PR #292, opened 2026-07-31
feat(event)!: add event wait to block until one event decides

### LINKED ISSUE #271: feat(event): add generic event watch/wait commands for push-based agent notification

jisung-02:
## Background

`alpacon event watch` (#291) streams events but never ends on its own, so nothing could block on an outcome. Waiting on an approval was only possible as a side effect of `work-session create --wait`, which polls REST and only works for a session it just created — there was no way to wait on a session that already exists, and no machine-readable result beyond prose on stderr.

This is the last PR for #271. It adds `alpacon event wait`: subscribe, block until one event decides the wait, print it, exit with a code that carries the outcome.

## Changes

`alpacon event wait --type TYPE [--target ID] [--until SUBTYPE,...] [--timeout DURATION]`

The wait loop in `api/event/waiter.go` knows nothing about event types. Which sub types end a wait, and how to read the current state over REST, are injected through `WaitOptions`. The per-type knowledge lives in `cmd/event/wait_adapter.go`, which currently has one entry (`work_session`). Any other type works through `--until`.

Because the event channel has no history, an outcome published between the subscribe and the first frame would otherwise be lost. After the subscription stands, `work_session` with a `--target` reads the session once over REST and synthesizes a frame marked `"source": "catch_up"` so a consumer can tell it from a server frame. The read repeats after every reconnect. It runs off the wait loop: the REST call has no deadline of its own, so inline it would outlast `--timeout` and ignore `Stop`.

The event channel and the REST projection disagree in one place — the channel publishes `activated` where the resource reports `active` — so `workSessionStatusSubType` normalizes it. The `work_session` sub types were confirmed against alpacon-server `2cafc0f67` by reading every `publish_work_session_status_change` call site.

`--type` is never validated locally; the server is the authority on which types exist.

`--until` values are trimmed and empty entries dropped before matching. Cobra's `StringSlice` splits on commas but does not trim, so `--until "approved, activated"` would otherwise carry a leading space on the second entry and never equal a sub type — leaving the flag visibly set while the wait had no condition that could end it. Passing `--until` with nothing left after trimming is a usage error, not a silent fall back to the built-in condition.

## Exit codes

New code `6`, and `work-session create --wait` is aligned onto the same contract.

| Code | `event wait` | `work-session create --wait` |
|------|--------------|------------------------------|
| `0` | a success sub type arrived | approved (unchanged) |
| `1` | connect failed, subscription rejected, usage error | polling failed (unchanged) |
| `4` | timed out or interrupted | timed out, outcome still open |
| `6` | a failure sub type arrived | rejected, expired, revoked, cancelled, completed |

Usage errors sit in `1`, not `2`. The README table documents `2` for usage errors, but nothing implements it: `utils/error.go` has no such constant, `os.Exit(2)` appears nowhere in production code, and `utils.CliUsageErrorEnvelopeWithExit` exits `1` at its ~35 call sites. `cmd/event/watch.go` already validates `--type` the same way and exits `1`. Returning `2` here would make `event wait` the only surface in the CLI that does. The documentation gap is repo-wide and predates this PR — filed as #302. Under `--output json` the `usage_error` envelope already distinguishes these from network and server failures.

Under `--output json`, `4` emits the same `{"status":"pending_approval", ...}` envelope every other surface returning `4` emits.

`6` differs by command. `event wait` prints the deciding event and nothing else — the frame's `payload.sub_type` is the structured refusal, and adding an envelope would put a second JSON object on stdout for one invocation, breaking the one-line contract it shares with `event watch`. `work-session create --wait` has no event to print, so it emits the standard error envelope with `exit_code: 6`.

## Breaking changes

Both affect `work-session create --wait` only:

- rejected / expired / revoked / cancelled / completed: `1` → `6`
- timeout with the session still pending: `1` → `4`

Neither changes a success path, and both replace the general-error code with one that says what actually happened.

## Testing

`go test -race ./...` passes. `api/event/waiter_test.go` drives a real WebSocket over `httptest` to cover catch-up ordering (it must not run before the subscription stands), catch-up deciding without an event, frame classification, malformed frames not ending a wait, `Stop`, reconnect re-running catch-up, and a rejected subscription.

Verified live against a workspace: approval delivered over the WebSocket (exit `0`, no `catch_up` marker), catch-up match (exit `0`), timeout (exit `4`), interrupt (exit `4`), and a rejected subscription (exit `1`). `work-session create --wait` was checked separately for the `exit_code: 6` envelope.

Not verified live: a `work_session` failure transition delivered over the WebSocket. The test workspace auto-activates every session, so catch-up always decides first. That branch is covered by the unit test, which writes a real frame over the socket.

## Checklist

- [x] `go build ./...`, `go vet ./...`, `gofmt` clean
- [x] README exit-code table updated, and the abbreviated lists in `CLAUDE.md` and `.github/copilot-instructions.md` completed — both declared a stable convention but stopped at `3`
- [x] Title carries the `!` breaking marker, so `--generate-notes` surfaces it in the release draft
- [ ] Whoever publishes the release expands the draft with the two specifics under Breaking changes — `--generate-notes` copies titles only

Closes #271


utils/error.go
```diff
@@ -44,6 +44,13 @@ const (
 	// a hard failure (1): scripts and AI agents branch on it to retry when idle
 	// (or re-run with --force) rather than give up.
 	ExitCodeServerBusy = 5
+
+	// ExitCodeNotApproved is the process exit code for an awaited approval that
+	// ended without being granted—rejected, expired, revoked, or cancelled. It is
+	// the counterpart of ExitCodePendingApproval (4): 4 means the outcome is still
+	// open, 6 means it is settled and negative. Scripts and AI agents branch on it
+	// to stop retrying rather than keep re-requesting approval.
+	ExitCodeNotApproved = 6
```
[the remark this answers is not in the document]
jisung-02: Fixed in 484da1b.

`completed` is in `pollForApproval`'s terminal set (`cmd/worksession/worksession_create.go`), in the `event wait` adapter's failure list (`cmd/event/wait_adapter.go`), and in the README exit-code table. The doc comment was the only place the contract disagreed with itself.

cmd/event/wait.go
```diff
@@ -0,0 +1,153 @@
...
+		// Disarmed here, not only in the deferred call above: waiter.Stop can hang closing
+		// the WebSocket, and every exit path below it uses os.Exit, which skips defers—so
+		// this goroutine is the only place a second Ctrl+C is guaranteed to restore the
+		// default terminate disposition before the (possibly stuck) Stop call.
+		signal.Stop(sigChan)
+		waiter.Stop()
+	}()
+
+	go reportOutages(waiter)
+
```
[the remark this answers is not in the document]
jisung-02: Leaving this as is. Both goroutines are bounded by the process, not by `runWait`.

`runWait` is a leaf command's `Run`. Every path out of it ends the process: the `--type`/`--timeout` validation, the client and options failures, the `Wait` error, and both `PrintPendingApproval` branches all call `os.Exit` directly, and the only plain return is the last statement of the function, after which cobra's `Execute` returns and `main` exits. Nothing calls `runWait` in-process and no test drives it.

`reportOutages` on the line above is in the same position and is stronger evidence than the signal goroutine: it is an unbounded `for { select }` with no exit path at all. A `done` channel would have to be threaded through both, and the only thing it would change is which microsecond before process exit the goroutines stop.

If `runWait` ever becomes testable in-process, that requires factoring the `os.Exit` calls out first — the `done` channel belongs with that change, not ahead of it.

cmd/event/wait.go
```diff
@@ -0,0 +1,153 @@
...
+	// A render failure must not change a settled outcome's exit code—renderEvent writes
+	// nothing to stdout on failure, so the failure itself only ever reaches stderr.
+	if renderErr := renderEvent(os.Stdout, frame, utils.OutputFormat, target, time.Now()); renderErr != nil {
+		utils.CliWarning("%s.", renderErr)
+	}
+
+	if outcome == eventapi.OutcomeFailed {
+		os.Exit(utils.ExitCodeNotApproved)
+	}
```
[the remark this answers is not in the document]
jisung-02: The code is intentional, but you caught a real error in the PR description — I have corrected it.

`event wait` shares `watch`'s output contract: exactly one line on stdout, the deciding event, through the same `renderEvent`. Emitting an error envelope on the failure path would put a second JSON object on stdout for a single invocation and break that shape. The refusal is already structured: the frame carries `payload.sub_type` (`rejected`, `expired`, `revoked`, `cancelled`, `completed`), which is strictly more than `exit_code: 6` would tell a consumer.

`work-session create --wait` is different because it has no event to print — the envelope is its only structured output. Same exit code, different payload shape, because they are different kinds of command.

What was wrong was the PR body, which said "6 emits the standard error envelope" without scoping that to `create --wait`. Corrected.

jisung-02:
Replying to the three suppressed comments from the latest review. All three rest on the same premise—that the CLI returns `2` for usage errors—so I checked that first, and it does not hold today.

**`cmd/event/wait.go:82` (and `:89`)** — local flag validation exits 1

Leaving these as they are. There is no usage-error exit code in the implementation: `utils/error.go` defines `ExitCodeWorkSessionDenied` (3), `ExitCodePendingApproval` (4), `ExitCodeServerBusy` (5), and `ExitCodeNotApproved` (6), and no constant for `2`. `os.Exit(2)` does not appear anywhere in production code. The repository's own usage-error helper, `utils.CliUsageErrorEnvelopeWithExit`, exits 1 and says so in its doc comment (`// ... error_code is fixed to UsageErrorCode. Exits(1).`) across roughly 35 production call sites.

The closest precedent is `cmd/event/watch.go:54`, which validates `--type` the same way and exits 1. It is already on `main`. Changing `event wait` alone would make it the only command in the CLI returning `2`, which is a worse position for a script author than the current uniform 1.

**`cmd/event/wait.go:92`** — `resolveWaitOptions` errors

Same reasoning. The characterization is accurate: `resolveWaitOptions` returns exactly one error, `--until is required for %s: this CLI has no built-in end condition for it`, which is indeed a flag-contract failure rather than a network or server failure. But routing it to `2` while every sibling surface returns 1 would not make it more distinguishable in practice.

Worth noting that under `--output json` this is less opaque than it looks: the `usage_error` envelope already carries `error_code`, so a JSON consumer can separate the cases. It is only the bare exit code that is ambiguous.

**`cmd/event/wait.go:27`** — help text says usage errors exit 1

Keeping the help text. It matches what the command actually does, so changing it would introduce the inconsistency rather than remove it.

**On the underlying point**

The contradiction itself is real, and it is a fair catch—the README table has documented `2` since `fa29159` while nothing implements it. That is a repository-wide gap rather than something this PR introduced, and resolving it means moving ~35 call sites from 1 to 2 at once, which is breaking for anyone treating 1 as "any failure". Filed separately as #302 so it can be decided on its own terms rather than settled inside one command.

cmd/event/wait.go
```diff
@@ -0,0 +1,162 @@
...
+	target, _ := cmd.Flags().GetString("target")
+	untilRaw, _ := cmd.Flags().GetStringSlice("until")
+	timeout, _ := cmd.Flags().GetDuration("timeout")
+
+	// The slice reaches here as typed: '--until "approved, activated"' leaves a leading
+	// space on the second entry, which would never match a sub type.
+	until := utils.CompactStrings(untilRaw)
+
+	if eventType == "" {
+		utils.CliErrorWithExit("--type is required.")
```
——
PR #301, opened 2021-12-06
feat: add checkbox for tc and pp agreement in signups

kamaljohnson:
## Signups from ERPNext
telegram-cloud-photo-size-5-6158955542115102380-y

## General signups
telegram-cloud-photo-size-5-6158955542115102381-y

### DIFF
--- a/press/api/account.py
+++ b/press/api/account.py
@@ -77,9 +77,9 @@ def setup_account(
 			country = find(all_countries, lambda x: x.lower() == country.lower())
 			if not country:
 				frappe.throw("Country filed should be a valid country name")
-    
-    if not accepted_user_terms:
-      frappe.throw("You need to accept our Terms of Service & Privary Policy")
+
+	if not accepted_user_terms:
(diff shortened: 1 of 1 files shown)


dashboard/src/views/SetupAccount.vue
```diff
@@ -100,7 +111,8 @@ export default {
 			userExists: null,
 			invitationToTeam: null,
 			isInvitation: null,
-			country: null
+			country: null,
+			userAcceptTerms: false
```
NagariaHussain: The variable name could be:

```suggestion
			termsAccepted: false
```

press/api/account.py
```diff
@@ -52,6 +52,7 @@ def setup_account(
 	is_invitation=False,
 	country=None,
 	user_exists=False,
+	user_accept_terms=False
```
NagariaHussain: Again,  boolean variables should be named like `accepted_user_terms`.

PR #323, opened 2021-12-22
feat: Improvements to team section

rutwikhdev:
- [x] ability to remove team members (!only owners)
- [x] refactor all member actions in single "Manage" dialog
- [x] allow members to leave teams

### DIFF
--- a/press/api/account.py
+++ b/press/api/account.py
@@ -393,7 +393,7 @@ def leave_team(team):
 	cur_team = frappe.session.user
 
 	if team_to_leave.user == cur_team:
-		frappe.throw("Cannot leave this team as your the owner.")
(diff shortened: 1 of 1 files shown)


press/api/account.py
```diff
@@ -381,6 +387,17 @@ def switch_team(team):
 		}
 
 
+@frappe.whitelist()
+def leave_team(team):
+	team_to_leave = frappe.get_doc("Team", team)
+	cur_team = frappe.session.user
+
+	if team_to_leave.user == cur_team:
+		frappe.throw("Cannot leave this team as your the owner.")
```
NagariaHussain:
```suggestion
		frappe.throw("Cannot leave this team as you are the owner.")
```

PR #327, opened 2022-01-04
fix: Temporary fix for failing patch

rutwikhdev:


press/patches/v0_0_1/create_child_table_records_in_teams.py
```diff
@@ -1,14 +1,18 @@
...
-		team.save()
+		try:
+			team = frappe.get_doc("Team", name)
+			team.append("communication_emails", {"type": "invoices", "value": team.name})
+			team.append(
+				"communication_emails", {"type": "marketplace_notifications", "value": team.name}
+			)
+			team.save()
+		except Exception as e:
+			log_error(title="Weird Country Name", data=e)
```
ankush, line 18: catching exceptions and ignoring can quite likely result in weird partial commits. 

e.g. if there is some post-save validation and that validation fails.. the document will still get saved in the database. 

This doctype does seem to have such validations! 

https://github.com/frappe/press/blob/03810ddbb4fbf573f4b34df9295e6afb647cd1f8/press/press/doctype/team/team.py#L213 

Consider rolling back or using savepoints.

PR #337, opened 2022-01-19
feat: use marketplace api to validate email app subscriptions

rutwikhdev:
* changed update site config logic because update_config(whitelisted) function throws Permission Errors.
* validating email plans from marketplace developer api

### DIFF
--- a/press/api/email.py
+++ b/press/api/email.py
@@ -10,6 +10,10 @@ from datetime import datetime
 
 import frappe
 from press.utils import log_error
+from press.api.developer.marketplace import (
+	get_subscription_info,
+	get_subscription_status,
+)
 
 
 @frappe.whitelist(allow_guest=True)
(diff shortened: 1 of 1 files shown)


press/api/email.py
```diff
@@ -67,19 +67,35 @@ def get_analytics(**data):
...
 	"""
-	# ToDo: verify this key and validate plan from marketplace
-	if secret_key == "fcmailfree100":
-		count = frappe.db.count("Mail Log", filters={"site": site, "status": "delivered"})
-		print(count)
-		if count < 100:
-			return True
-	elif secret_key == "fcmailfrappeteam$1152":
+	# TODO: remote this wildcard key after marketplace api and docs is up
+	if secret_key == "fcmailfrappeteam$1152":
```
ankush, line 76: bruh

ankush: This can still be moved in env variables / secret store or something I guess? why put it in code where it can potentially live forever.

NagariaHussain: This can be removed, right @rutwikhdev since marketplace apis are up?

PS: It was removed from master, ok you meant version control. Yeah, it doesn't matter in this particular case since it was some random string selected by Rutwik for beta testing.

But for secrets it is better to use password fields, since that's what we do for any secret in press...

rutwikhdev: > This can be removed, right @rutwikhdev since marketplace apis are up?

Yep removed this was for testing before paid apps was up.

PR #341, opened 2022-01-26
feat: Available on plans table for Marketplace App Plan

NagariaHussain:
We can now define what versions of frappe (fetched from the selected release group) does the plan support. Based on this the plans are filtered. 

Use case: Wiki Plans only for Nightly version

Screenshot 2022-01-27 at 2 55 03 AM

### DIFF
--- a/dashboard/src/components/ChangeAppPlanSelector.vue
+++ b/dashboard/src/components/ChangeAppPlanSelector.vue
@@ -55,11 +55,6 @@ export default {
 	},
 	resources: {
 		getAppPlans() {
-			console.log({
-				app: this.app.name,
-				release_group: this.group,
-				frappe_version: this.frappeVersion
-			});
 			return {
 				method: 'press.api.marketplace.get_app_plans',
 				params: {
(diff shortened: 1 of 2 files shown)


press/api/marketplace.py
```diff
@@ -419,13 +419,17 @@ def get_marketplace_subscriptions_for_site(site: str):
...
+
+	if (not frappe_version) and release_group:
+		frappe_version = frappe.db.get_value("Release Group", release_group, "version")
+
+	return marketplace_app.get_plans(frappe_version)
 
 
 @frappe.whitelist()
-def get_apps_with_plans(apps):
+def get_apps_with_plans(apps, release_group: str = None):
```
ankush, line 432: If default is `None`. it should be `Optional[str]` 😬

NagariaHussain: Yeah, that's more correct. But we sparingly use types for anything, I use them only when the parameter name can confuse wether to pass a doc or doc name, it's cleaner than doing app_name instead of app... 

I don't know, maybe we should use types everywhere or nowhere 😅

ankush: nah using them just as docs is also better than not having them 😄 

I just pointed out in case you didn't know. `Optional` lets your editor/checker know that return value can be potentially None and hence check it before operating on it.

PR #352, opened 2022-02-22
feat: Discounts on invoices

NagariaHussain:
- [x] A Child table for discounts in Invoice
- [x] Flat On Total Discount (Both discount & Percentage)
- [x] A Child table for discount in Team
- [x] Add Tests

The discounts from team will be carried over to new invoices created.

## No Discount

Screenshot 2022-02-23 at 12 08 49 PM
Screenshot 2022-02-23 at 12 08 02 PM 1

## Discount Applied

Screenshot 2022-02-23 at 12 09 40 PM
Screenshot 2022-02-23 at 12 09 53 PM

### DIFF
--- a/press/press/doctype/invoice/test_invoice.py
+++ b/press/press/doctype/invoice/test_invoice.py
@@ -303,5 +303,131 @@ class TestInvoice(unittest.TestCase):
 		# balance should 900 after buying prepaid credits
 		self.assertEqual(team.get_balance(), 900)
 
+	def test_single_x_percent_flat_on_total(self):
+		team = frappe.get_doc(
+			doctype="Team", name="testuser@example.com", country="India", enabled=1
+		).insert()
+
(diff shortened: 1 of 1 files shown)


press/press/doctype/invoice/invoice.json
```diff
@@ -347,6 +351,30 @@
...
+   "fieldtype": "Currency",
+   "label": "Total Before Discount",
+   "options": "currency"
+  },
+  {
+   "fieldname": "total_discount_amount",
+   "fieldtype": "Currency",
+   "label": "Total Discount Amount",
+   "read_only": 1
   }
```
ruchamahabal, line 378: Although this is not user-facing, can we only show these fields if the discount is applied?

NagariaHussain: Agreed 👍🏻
——
### What is expected
Each line containing "shares" belongs in the answer; pick these out of the material and copy them.

### Exercise solution
`6` differs by command. `event wait` prints the deciding event and nothing else — the frame's `payload.sub_type` is the structured refusal, and adding an envelope would put a second JSON object on stdout for one invocation, breaking the one-line contract it shares with `event watch`. `work-session create --wait` has no event to print, so it emits the standard error envelope with `exit_code: 6`.
`event wait` shares `watch`'s output contract: exactly one line on stdout, the deciding event, through the same `renderEvent`. Emitting an error envelope on the failure path would put a second JSON object on stdout for a single invocation and break that shape. The refusal is already structured: the frame carries `payload.sub_type` (`rejected`, `expired`, `revoked`, `cancelled`, `completed`), which is strictly more than `exit_code: 6` would tell a consumer.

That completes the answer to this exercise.